Issue #791, opened 2020-11-10
[PolygonROI] ROI -> 3D -> close ROI -> crash


mathildemerle:
[Test of the Ubuntu20 Jenkins binary on a Ubuntu20 computer]

 * Open a data in PolygonRoi
 * Activate the toolbox
 * Do a ROI
 * Click on the 3D button inside the toolbox (which has a graphical glitch by the way)
 * Close the view with the ROI
 * Enjoy a good crash:

```
medViewParameterGroupL::removeImpactedView(medAbstractView*) ()
   from /home/mathildemerle/Dev/tmp/MUSICardio-3.0.0-Ubuntu_20.04-x86_64/lib/libmedCoreLegacy.so
medViewParameterGroupL::~medViewParameterGroupL() ()
```
Warning in the log: `"polygonRoiToolBox :: clickClosePolygon - no view in container."`

Same crash on medInria and MUSICardio.

Issue #720, opened 2020-06-03
[PolygonROI] 3D icon cut


mathildemerle:
This is a really small problem, but i've got:

![polygonRoi-3DiconCut](https://user-images.githubusercontent.com/3910352/83611273-07e47b80-a581-11ea-8a90-43c363d07a03.png)

The 3D icon is cut.

PR #817, opened 2020-12-08
[PolygonROI] solve graphical/ergonomy pb and crashes (split, clear)

mathildemerle:
Fix https://github.com/medInria/medInria-public/issues/791
Fix https://github.com/medInria/medInria-public/issues/720

I wanted to solve the 2 bugs from the issue 791 in PolygonROI:
 * Open a data, split the view with the orientation buttons, close the first view -> crash
 * The orientation buttons have a glitch, they are cut (on my side at least)

But i found some other problems, which **are** solved also on this PR:
 * Open a data, activate PolygonROI, draw a ROI, change the current toolbox -> the ROI and tick are not cleared
 * Open a data, activate, split, change the current toolbox, go back to PolygonROI -> the toolbox is blocked on deactivate mode
 * Open a data, activate, split, close the application -> crash
 * Solve some typos and ergonomic position of some buttons to a better understanding of the use of this toolbox
 * PolygonROI -> Activate -> Split -> switch to an other tlbx -> go back to PolygonROI -> can't use the tlbx until the user remove the 2nd view
 * PolygonROI -> Activate -> Split -> remove the 2nd view -> remove the first one -> the remaining view is corrupted

I found also some other problems that are **not** solved by this PR:
 * Open a data, activate, split, remove the layer by the cross in the Layer toolbox -> crash
 * Open VOI Cutter firstly -> add data in the view -> switch to PolygonROI -> split -> crash
 
Hope this PR will help, do not hesitate to test or comment.

Capture d’écran du 2020-12-08 15-50-12

:m:

### DIFF
--- a/src/plugins/legacy/polygonRoi/toolboxes/polygonRoiToolBox.cpp
+++ b/src/plugins/legacy/polygonRoi/toolboxes/polygonRoiToolBox.cpp
@@ -445,14 +445,20 @@ void polygonRoiToolBox::updateTableWidgetView(unsigned int row, unsigned int col
 
         // Closing behavior of the non-main view
         medAbstractImageView* view = static_cast<medAbstractImageView *> (container->view());
-        connect(view, &medAbstractImageView::closed, [this, mainContainer]()
+        connect(view, &medAbstractImageView::closed, this, [this]()
         {
-            if (viewEventFilter && mainContainer)
+            if (viewEventFilter)
             {
                 viewEventFilter->clearAlternativeView();
-                mainContainer->setSelected(true);
-                // Once the alternate container is closed, the main one is allowed to be closed
-                mainContainer->setClosingMode(medViewContainer::CLOSE_VIEW);
+                medTabbedViewContainers *tabs = this->getWorkspace()->tabbedViewContainers();
+                if (tabs)
+                {
+                    QList<medViewContainer*> containersInTab = tabs->containersInTab(tabs->currentIndex());
+
+                    containersInTab.at(0)->setSelected(true);
+                    // Once the alternate container is closed, the main one is allowed to be closed
+                    containersInTab.at(0)->setClosingMode(medViewContainer::CLOSE_VIEW);
+                }
             }
         });
 
--- a/src/plugins/legacy/polygonRoi/toolboxes/polygonRoiToolBox.cpp
+++ b/src/plugins/legacy/polygonRoi/toolboxes/polygonRoiToolBox.cpp
@@ -45,7 +45,7 @@ polygonRoiToolBox::polygonRoiToolBox(QWidget *parent ) :
     displayWidget->setLayout(layout);
 
     activateTBButton = new QPushButton(tr("Activate Toolbox"));
-    activateTBButton->setToolTip(tr("Activate closed polygon mode"));
+    activateTBButton->setToolTip(tr("Activate closed polygon mode. You should only have one view."));
     activateTBButton->setCheckable(true);
     activateTBButton->setObjectName("closedPolygonButton");
     connect(activateTBButton,SIGNAL(toggled(bool)),this,SLOT(clickClosePolygon(bool)));
@@ -194,6 +194,10 @@ void polygonRoiToolBox::updateView()
             return;
         }
         medAbstractImageView *v = qobject_cast<medAbstractImageView*>(view);
+        if (!v)
+        {
+            return;
+        }
 
         if (v->layersCount()==1 && viewEventFilter)
         {
@@ -235,6 +239,7 @@ void polygonRoiToolBox::updateView()
                 emit currentLabelsDisplayed();
 
                 updateTableWidgetItems();
+
                 connect(currentView, SIGNAL(layerRemoved(uint)), this, SLOT(onLayerClosed(uint)), Qt::UniqueConnection);
                 connect(view, SIGNAL(orientationChanged()), this, SLOT(updateTableWidgetItems()), Qt::UniqueConnection);
                 connect(view, SIGNAL(orientationChanged()), this, SLOT(manageTick()), Qt::UniqueConnection);
@@ -255,7 +260,7 @@ void polygonRoiToolBox::onLayerClosed(uint index)
             viewEventFilter->removeFromAllViews();
             viewEventFilter->reset();
         }
-        clear();
+
         medTabbedViewContainers *tabs = this->getWorkspace()->tabbedViewContainers();
         if (tabs)
         {
@@ -271,6 +276,8 @@ void polygonRoiToolBox::onLayerClosed(uint index)
                 }
             }
         }
+
+        clear();
     }
 }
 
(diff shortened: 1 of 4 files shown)


paulineMig (approved):

src/plugins/legacy/polygonRoi/toolboxes/polygonRoiToolBox.cpp
```diff
@@ -135,6 +137,7 @@ polygonRoiToolBox::polygonRoiToolBox(QWidget *parent ) :
 polygonRoiToolBox::~polygonRoiToolBox()
 {
     delete viewEventFilter;
+    viewEventFilter = nullptr; // Will be tested in connect signal due to application closing
```
fcollot, line 140: It's not entirely clear how this can solve a connection-related bug. Which signal-slot connection is this referring to ?

src/plugins/legacy/polygonRoi/toolboxes/polygonRoiToolBox.cpp
```diff
@@ -191,10 +194,6 @@ void polygonRoiToolBox::updateView()
             return;
         }
         medAbstractImageView *v = qobject_cast<medAbstractImageView*>(view);
-        if (!v)
-        {
-            return;
-        }
```
fcollot, line 197: Removing these lines can only add a potential bug (if `updateView` is called on a view that is not a `medAbstractImageView` type), so it would be safer to keep them no ?

fcollot (changes requested):

src/plugins/legacy/polygonRoi/toolboxes/polygonRoiToolBox.cpp
fcollot: If something is calling `updateTableWidgetView` after the destructor has run, that is a bug that cannot be fixed this way. It is undefined behaviour to call a method on an object that has been destroyed.
(Normally Qt automatically disconnects objects that are destroyed, but this sort of bug can happen when Qt objects are deleted manually at the wrong time such as when there are pending signals in the event loop. Using `deleteLater` on Qt objects instead of `delete` avoids that).

fcollot: (I think my comment is misleading: I didn't mean to say that using `deleteLater`on `viewEventFilter`will correct the bug, because the problem is not the event filter but the toolbox itself that is being used after destruction)

mathildemerle: Thanks, i found a way to solve the problem. The PR is updated

src/plugins/legacy/polygonRoi/toolboxes/polygonRoiToolBox.cpp
```diff
@@ -432,32 +438,24 @@ void polygonRoiToolBox::updateTableWidgetView(unsigned int row, unsigned int col
...
-                    QList<medViewContainer*> containersInTab = tabs->containersInTab(tabs->currentIndex());
-                    if (containersInTab.size()==1 && containersInTab.at(0)->uuid()==mainContainerUUID)
-                    {
-                        if (activateTBButton->isEnabled())
-                        {
-                            repulsorTool->setEnabled(true);
-                            tableViewChooser->setEnabled(true);
-                        }
-                    }
-                }
```
juliencastelneau, line 457: I do not understand why you remove this lines.
In some scenario, we need to enable the repulsor and the tableView. You can not just remove it, no ?
Or maybe I missed something ?

mathildemerle: Maybe i was not doing the right tests, but i did not see any case where you need to enable the repulsor and orientation buttons at the closing of the alternate view. When you split the views with the orientation buttons, and you remove the alternate view, the buttons on the original view are good. Is there an other case where you would need it?

juliencastelneau: I can not remember rigth now.
But I do not write this code without reason. 
It was to answer to a particular scenario useful for users.
As I said before, I have to develop new features in this toolbow soon. 
I have planned to do a refactoring at this time.

juliencastelneau: Every crashs related to open/close view and/or containers must not be fixed in the toolbox.
It is a deeper issue in the way of managing the views and containers in core I think.

mathildemerle: I think i know the origin of this code: in order to avoid crashs, when the user choose to use the split button, the main view is blocked, meaning you can't remove it. If you remove the second view, the main view switch to the closable mode. However, before this PR you could remove the main view even with split views, meaning that at the removal of the first view you needed to use the alternate view as a new main view. This code is not needed anymore

juliencastelneau: ok but i made some actions on repulsor for instance
Are you sure the state of the repulsor is ok now ?

juliencastelneau: And It is important to keep the first view as a main view because the segmentation is made in this orientation.
Not sure, you can continue to segment the images without the first view.

juliencastelneau: I have read this post about C++ lambda expressions and Qt connect mechanism 
https://medium.com/genymobile/how-c-lambda-expressions-can-improve-your-qt-code-8cd524f4ed9f

This comments seems interesting:
" Qt connection system is smart enough to delete connections if either the sender or the receiver is deleted, so in our first version of setMonitor(), if monitor is deleted the connection is deleted as well. But now we use a lambda for the receiver: Qt has no way to now that this lambda makes use of monitor. Even if monitor is deleted, the lambda will still be called and the application will crash when it tries to dereference monitor.

To avoid that, you can pass a “context” argument to the connect() call, [...]
we pass monitor as a context to connect(). It won't affect the execution of our lambda, but when monitor is deleted, Qt will notice and will disconnect Worker::progress() from our lambda."

fcollot: Also, it is not useful to test `mainContainer` because it is captured by value in the lambda expression (see https://thispointer.com/c11-lambda-how-to-capture-local-variables-inside-lambda/), and you cannot capture it by reference since it is a local pointer.

mathildemerle: Great, if the main view should not change, it amplifies the need to lock the main view if the view is split.

I need to add that the lambda connection is done on `view` which is from `container->view()`, which is the split view, not the main one. So, this connection is only used at the closing on the second view. So, it means that at the closing of the second view, if there is only the main view, we want to activate the repulsor and split buttons. However, it is already done without this code.

I'm thinking about something else also: in order to avoid any problems, it would be interesting in the future not to allow the view to be split in the Tools button. Only the split buttons of the toolbox should be accepted i think.

Thanks for the documentation, it's very interesting. If i understand well, if we would like to keep the code removed here, or for a future code, we could pass a context variable. Here, i'm not sure which one, for instance `this->getWorkspace()` crash in it at the closing of the application. Would it be possible to pass `this` or a function?

fcollot: (I edited the previous comment because you can technically get a reference (by dereferencing), but the test would still be pointless since the reference will not change. What I meant was you shouldn't be testing `mainContainer`like this but instead call `containersInTabSelected.at(0)`directly inside the lambda if you want to check that the container still exists when the lambda is called)

mathildemerle: Oki, i'll remove the test on `mainContainer`. However, we could not test directly (without the use of context param) `containersInTabSelected` because `this->getWorkspace()->tabbedViewContainers();` crashes before that

fcollot: (our posts crossed) The context should be `this` and `mainContainer` should not be captured but accessed using `containersInTabSelected.at(0)`. That way it is not important who gets deleted first: if it is the toolbox (i.e. `this`) then the lambda will be disconnected, and if there is no container then you will get a null value (must test it of course).

mathildemerle: Thanks for your help, indeed it does not crash at the end of the application anymore, even with the call to `getWorkspace()`! What do you want to do with the lines:

```c++
                    if (containersInTab.size()==1 && containersInTab.at(0)->uuid()==mainContainerUUID)
                    {
                        if (activateTBButton->isEnabled())
                        {
                            repulsorTool->setEnabled(true);
                            tableViewChooser->setEnabled(true);
                        }
                    }
```
They seems not to be used anymore. We can remove them, or put them back and i can add a comment saying that they seems obsolete, or i can put them back. As you want

juliencastelneau: I prefer the second choice if possible.
I will work on it in few weeks

mathildemerle: Done :)

juliencastelneau (approved):

fcollot (approved):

--------------------

- **Exercise directions**:
Each line of the records that holds the word "found" should be copied out.

- **Result below**:
But i found some other problems, which **are** solved also on this PR:
I found also some other problems that are **not** solved by this PR:
mathildemerle: Thanks, i found a way to solve the problem. The PR is updated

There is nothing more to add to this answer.